Search in Rotated Sorted Array

Classic binary search adapted for a rotated array. The invariant: one half is always fully sorted — use that to decide where the target must be.

Problem

What are we solving?

Problem Statement

Given an integer array nums sorted in ascending order (with distinct values) that has been rotated at an unknown pivot, and an integer target, return the index of target or -1 if not present. Must run in O(log n).

Example 1
Input:nums = [4, 5, 6, 7, 0, 1, 2], target = 0
Output:4
Example 2
Input:nums = [4, 5, 6, 7, 0, 1, 2], target = 3
Output:-1
Intuition

One half is always sorted — use it

A rotated sorted array is two sorted segments glued together. At any mid, either the left half or the right half is guaranteed to be fully sorted. Whichever is sorted, we can check in O(1) whether the target lies inside it.

Check which half is sorted. Check if the target belongs in it. If yes — search there. If no — search the other half. Repeat.

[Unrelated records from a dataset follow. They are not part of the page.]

PR #15788, opened 2019-03-12
HTML: window.document and discarded browsing contexts

annevk:


domenic (approved):
LGTM but as always it'd also be interesting to test window.close()-based discarding

annevk:
I might look into creating an abstraction later I suppose.

PR #15793, opened 2019-03-12
Fix expectation in attributes-and-toJSON-method-manual.https.html

danyao:
This test currently fails when the PaymentAddress returned by the user agent contains a `region` field. Since `region` is part of the PaymentAddress interface [1], I think we should add `region` to the expected output to fix the test.

[1] https://w3c.github.io/payment-request/#dom-paymentaddress


marcoscaceres (approved):

marcoscaceres:
Good catch.

PR #15798, opened 2019-03-13
Correcting use of pytest.approx for approximate equality checking

jimevans:
For the pointer action tests, this now tests that the pointer
coordinates are within +/- 1 pixel. If this tolerance is too high,
it can be adjusted in the PR.

### DIFF
--- a/webdriver/tests/perform_actions/pointer.py
+++ b/webdriver/tests/perform_actions/pointer.py
@@ -85,8 +85,8 @@ def test_click_element_center(session, test_actions_page, mouse_chain):
     assert ["mousemove", "mousedown", "mouseup", "click"] == event_types
     for e in events:
         if e["type"] != "mousemove":
-            assert pytest.approx(e["pageX"], center["x"])
-            assert pytest.approx(e["pageY"], center["y"])
+            assert e["pageX"] == pytest.approx(center["x"], abs = 1.0)
+            assert e["pageY"] == pytest.approx(center["y"], abs = 1.0)
             assert e["target"] == "outer"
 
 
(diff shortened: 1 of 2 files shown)


whimboo:
@jimevans why exactly do we need this? Which situations fail for you?

jimevans:
It’s more the point that the tests as written will never fail, under any circumstances, unless I am misunderstanding what `pytest.approx` does. If I’m reading the docs right, `approx(x, y)` doesn’t compare x to y within some tolerance. Instead, it returns s value to be compared to (something like “x +/- y”). Unless that value is zero, assert will always see it as `True`, meaning any test using approx the way we are here will always pass, as if the test simply said `assert True`. This strikes me as counterproductive, and probably not the original intent.

whimboo:
I would like other to speak up too, but I think that eg if you have a box of 100x100 and you want to move the pointer to (30/30) it should exactly be at this position. In the worst case there is a 1x1 pixel area you have to interact with. IMHO we should think about an approximation when there is a need for and real tests are failing, whereby this might also indicate a real problem with the driver implementation. See bugs like https://bugzilla.mozilla.org/show_bug.cgi?id=1499360.

jimevans:
Sure, people should feel free to speak up. The larger point is that these tests need to change, because using `pytest.approx` as they do currently masks real issues in implementations. I’ve already uncovered one such issue in IE.

As an aside, my motivation for looking into this was that I wanted to add a new test that I’m 100% sure fails in the current chromedriver case (where “current” == “pulled directly from CI”), but the test as written passes when it shouldn’t because of the improper use of the approx() method.

burg:
I see tests fail with 1px difference in window size for safaridriver. Adding tolerance explicitly would be a good improvement.

Ms2ger (approved):

PR #15803, opened 2019-03-13
[wake-lock] Adapted the rest tests to latest spec

Honry:
- Remove wakelock-api.https.html as I believe they should be
  covered by IDL tests
- Remove wakelock-cancel-twice.https.html, wakelockrequest-is-independent.https.html,
  wakelock-promise.https.html as those APIs had been changed, I will add
  tests for the new ones in a follow-up.


Honry:
@kenchris, @marcoscaceres, would you PTAL? thanks!

marcoscaceres (approved):
The usage of AbortSignal throughout looks good.

Honry:
Thanks @marcoscaceres, merge it as is.

PR #15809, opened 2019-03-13
HTML: initial about:blank navigation

annevk:
This fails in Chrome and Safari, against the HTML Standard.

See also https://github.com/whatwg/html/issues/3267. This bit me today.

### DIFF
--- a/html/browsers/browsing-the-web/navigating-across-documents/about-blank-iframe.window.js
+++ b/html/browsers/browsing-the-web/navigating-across-documents/about-blank-iframe.window.js
@@ -1,9 +1,11 @@
 async_test(t => {
   const frame = document.body.appendChild(document.createElement("iframe")),
-        frameW = frame.contentWindow;
+        frameW = frame.contentWindow,
+        path = "/common/blank.html";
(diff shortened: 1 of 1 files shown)


domenic (approved):
Looks correct according to the current spec, although if we could simplify this by removing the 1-window-2-document case, that'd be ideal. I'll discuss on the issue tracker.

annevk:
I guess I'll leave this open for now as it's not yet clear who should align with what. I also wonder if there's a difference when `src` is already set upon insertion.

And another thing that needs to be sorted out is when the `load` event is dispatched as that also differs across browsers for some cases.

domenic:
I think @zetafunction ended up landing a counterpart to this in https://github.com/web-platform-tests/wpt/blob/b9feb6c7a65f986cc30aa1d4a0933e3b11053c1a/html/browsers/the-window-object/window-reuse-in-nested-browsing-contexts.tentative.html#L17-L34 so I'll close this. Please reopen if I misunderstood.

annevk:
Thanks, that does look equivalent if not identical to me.

PR #15810, opened 2019-03-13
Screen Orientation: Add orientation-utils.js

Johanna-hub:
Add orientation-utils.js to resources


screen-orientation/resources/orientation-utils.js
```diff
@@ -0,0 +1,17 @@
+export async function loadIframe(src = "./resources/blank.html") {
```
marcoscaceres:
```suggestion
export async function loadIframe(src = "/screen-orientation/resources/blank.html") {
```

marcoscaceres (approved):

nums = [4, 5, 6, 7, 0, 1, 2] · target = 0
upper4
upper5
upper6
mid=37
target0
lower1
lower2
mid=7. Left half [4,5,6,7] is sorted. Is 0 in [4,7]? No → search right half.

Step-by-step walkthrough

1
left=0, right=6 → mid=3, nums[3]=7

nums[left]=4 <= nums[mid]=7 → left half [4..7] is sorted. Is target 0 in [4,7]? No → left = mid+1 = 4.

2
left=4, right=6 → mid=5, nums[5]=1

nums[left]=0 <= nums[mid]=1 → left half [0,1] is sorted. Is target 0 in [0,1]? Yes → right = mid-1 = 4.

3
left=4, right=4 → mid=4, nums[4]=0

nums[4] == target → return 4. Found!

Solution

Clean implementation

class Solution {
    public int search(int[] nums, int target) {
        int left = 0, right = nums.length - 1;

        while (left <= right) {
            int mid = left + (right - left) / 2;
            if (nums[mid] == target) return mid;

            if (nums[left] <= nums[mid]) {        // left half is sorted
                if (target >= nums[left] && target < nums[mid])
                    right = mid - 1;              // target in left half
                else
                    left = mid + 1;               // target in right half
            } else {                              // right half is sorted
                if (target > nums[mid] && target <= nums[right])
                    left = mid + 1;               // target in right half
                else
                    right = mid - 1;              // target in left half
            }
        }
        return -1;
    }
}
class Solution:
    def search(self, nums: list[int], target: int) -> int:
        left, right = 0, len(nums) - 1

        while left <= right:
            mid = left + (right - left) // 2
            if nums[mid] == target: return mid

            if nums[left] <= nums[mid]:           # left half sorted
                if nums[left] <= target < nums[mid]:
                    right = mid - 1
                else:
                    left = mid + 1
            else:                                 # right half sorted
                if nums[mid] < target <= nums[right]:
                    left = mid + 1
                else:
                    right = mid - 1
        return -1

Complexity

Time
O(log n)
Still halves the search space each step despite the rotation.
Space
O(1)
Constant extra space — just pointers.

vs LC 153: LC 153 finds the pivot using First True. LC 33 doesn't need the pivot — it uses the sorted-half invariant directly to search for the target in one pass.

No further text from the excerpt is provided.